- **Work required**
Could you count the lines in the data that contain "github"? Reply with the number only.

- **Data**
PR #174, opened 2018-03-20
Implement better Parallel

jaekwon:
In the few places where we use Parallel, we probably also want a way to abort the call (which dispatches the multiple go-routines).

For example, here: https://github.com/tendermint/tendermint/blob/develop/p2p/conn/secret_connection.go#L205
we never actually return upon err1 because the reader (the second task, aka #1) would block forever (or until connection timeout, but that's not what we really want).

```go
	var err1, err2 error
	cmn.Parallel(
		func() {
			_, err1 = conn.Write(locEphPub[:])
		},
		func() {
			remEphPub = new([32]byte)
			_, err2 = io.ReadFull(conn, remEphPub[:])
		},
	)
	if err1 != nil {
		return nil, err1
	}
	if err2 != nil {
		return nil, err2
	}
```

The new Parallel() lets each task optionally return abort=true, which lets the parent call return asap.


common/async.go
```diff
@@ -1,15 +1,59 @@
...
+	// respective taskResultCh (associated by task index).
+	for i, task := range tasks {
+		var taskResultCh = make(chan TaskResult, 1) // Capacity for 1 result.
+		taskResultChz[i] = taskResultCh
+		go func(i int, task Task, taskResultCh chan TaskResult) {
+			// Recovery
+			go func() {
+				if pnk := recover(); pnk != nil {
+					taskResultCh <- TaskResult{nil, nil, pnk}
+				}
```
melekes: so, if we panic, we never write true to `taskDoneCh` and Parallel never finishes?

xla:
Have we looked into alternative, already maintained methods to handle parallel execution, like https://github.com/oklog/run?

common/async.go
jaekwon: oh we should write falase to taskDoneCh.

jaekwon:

- **Answer box**
2